Le DSA ne s’applique pas aux LLMs conversationnels. L’AI Act classe comme « à haut risque » les systèmes d’IA destinés aux diagnostics médicaux — mais ChatGPT généraliste, qui répond de facto à des questions médicales sans en être le but explicite, échappe à cette classification. Le décalage entre la rapidité de l’usage et la lenteur du cadre est documenté, structurel, et durable.

Voix d’experts — sur l’IA en santé

Ce résultat va au-delà de la simple inconsistance. Les alertes du système étaient inversées par rapport au risque clinique : elles apparaissaient plus fiablement pour les scénarios à faible risque que dans les cas où l’utilisateur exprimait un plan concret d’automutilation.

Dr Girish N. Nadkarni, MD, MPH
Chief AI Officer, Mount Sinai Health System — co-auteur principal, étude publiée dans Nature Medicine, 23 février 2026 (DOI 10.1038/s41591-026-04297-7)

Il y a un véritable emballement autour des IA, mais elles ne sont tout simplement pas prêtes à remplacer un médecin.

Dr Rebecca Payne
Chercheuse, Université d’Oxford — étude sur les diagnostics par LLM (1 300 participants), Nature Medicine, février 2026
Tableau de bord Observia — Indicateurs suivis — Q1 2026 (base line)
Trafic éditeurs depuis Search
−33%
Nov. 2024 → nov. 2025 — mondial — Reuters Institute
↓ Première baisse structurelle
CTR pos. 1 avec AI Overview
−34,5%
Taux de clic en première position — Ahrefs 2026
↓ vs référence sans AI Overview
Recherches sans clic
69%
Part des sessions Google sans clic externe — SimilarWeb
↑ +13 pts vs 2025 (56 %)
Usage chatbot info (FR)
41%
Français déclarant s’informer via chatbot — Croix / Kantar
↑ Dont 13 % quotidiennement
Contenu IA en ligne
57%
Contenus créés ou traduits par IA — Amazon (cité RISJ 2026)
↑ Risque model collapse
Sous-triage urgences (ChatGPT)
51,6%
Urgences vitales sous-évaluées — Mount Sinai, Nature Medicine
↑ Première mesure indépendante
Projections Q2 2026 — Variables sous surveillance — Indicatives, fondées sur les tendances vérifiées
Trafic éditeurs depuis Search
−40%
Projection cumulative fin 2026 — base 2024
Usage LLM information (FR)
~50%
Projection 18-34 ans — fin 2026
Claims IA dans fact-checking
~25%
Extrapolation — base Aos Fatos 16 % (2025)
AI Act — couverture LLMs
Art. 50
Obligations transparence applicables au 2 août 2026
Agenda — À surveiller — Q2 2026
Juin 2026
HAS / CNIL — Analyse Observia du guide IA en contexte de soins
Le guide définitif (12 sections, version 16 février 2026) est publié depuis l’issue de la consultation publique du 16 avril.
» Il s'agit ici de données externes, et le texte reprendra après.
PR #1021, opened 2023-12-26
Refactor Github actions to run on all OS, Python and RF versions

bhirsz:
This is test only so far - I came up with an idea how to run our tests on combination of all OS/Python/RF version without spending too much time (though it will take longer) and using too much of Github resources.

The major downside right now is logging - if the test fail for specific Python/RF version it may be harder to find it. I need to test if it's still okay.

Edit. It seems the builds are taking really long time..it's essentially running Py3.8-Py3.12 * RF3 - RF7 = 5 * 5 = 25 builds inside one docker * 3 OS. We could introduce it as separate action to run after the release/or on release branch before merging - long but covering all possible versions etc. And run current action for 'common' PRs. With that approach we could 'thin' the original run a bit (don't run on Windows, run on every RF version but do not cover all Py versions etc) - since those combinations rarely fail and take longer time. And we will run it anyway but just once before release.

### DIFF
--- a/.github/workflows/unit-tests.yml
+++ b/.github/workflows/unit-tests.yml
@@ -15,31 +15,7 @@ jobs:
     strategy:
       fail-fast: false
       matrix:
-        include:
-          - os: 'ubuntu-latest'
-            python-version: '3.8'
-            rf-version: 'rf3'
-          - os: 'ubuntu-latest'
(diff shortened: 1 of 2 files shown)


mnojek:
Makes sense to run Robocop for all possible combinations at least once before the release. Nice idea.

PR #1024, opened 2023-12-27
Handle RF development version as final version

bhirsz:
With previous implementation there was problem where some of our tests didn't run at all. For example if we used ">=7" version specifier, RF "7.0a1" didn't match it. I have decided to just drop support for development versions in version specifier and handle those as 'final' versions. Parsed version (the one from RF) can have development suffix (dev1, rc1..) but it will be ignored.

### DIFF
--- a/tests/atest/rules/errors/parsing_error/test_rule.py
+++ b/tests/atest/rules/errors/parsing_error/test_rule.py
@@ -3,7 +3,7 @@ from tests.atest.utils import RuleAcceptance
 
 class TestRule(RuleAcceptance):
     def test_rule(self):
-        self.check_rule(expected_file="expected_output.txt", target_version=">=7")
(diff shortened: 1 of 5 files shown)


tests/atest/rules/errors/parsing_error/test_rule.py
```diff
@@ -3,7 +3,7 @@
 
 class TestRule(RuleAcceptance):
     def test_rule(self):
-        self.check_rule(expected_file="expected_output.txt", target_version=">=7")
+        self.check_rule(expected_file="expected_output_rf7.txt", target_version=">=7")
```
bhirsz, line 6: Example of test that didn't run for 7.0a1 -> 7.0rc1 and this typo wasn't discovered

PR #1036, opened 2023-12-30
Allow for multiple RF versions in rule rf version specifier

### LINKED ISSUE #1026: Rule version specifier should allow for multiple versions
If the rule is only valid for set of versions, ie rule was introduced in RF 5 but will not make sense after RF 8:

```
version=">=5;<8"
```

We can use ";" in version specifier to separate different versions. Rule will be only enabled if it matches all conditions from the list.

bhirsz:
Closes #1026

### DIFF
--- a/robocop/utils/version_matching.py
+++ b/robocop/utils/version_matching.py
@@ -282,4 +282,4 @@ class VersionSpecifier:
         return prospective < Version(spec_str)
 
     def _compare_greater_than(self, prospective, spec_str: str) -> bool:
-        return prospective <= Version(spec_str)
+        return prospective > Version(spec_str)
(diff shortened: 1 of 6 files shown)


robocop/utils/version_matching.py
```diff
@@ -282,4 +282,4 @@ def _compare_less_than(self, prospective, spec_str: str) -> bool:
         return prospective < Version(spec_str)
 
     def _compare_greater_than(self, prospective, spec_str: str) -> bool:
-        return prospective <= Version(spec_str)
+        return prospective > Version(spec_str)
```
bhirsz, line 285: Even found a bug thanks to new tests..

Issue #973, opened 2023-10-13
Handle new VAR syntax


bhirsz:
Next Robot Framework release may bring new variable syntax (in place of Set Variable). We will need to update several rules (especially those checking the variable scope). 

Refer to https://github.com/robotframework/robotframework/issues/3761

bhirsz:
This issues splits into two:

1) Update existing rules to handle VAR
2) Add new rule(s) to warn on use of ``Set Local/Test/Task/Suite/Global Variable``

Observia produira une analyse de l’écart entre ces recommandations professionnelles et l’angle mort grand public — précisément le périmètre où les risques de l’étude Mount Sinai se matérialisent.
2 août 2026
AI Act — Entrée en vigueur Art. 50 (transparence LLMs)
Première obligation effective applicable aux modèles génératifs en Europe. Observia analysera l’étendue réelle de la couverture — notamment l’exclusion probable des usages conversationnels généralistes du périmètre « haut risque » en santé.
Q2 2026
Reuters Institute Digital News Report 2026 — Publication attendue
Le rapport annuel le plus complet sur la consommation d’information mondiale. Observia produira une analyse approfondie de la section France dès parution.
Juillet 2026
Baromètre Observia #02 — Publication
Thème central : « L’élection sous algorithme ». Note sectorielle : éducation nationale et LLMs. Premiers résultats du protocole de sondage Observia sur la visibilité des institutions françaises dans les LLMs.

Méthodologie. Ce Baromètre compile exclusivement des données publiées et datées. Chaque source est citée inline avec date de publication et titre exact. Les projections Q2 sont des extrapolations fondées sur les tendances vérifiées et étiquetées comme telles — elles n’engagent pas Observia au-delà de leur valeur indicative. Les citations d’experts ont été vérifiées dans leur source originale ; en cas d’impossibilité de vérification, la citation n’apparaît pas.

Erreurs et corrections. Observia s’engage à publier toute correction substantielle dans le numéro suivant et sur apollo-lab.fr/observia. Pour signaler une erreur : contact@apollo-lab.fr

Citation recommandée. Observia, Baromètre des Mutations Algorithmiques #01 — Q1 2026, Apollo Lab, mai 2026. Reproduction libre avec mention de la source — licence Creative Commons BY-NC.